**INFORMATION SHOWN**.
PR #1192, opened 2025-06-06
Makes requests uncancelable when running on Java lower than 16 where cancellation is not supported

### LINKED ISSUE #1188: Client leaks connections on cancellation
Hello there!

It appears that the `JdkHttpClient` doesn't properly release connections when a request is cancelled, leading to a leak of file descriptors.

Code to reproduce (it's slightly messy, but it does the job):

**EXERCISE**. The task calls for every line of the material that contains the string "connections".

**ANSWER TO THIS PROBLEM**.
### LINKED ISSUE #1188: Client leaks connections on cancellation
It appears that the `JdkHttpClient` doesn't properly release connections when a request is cancelled, leading to a leak of file descriptors.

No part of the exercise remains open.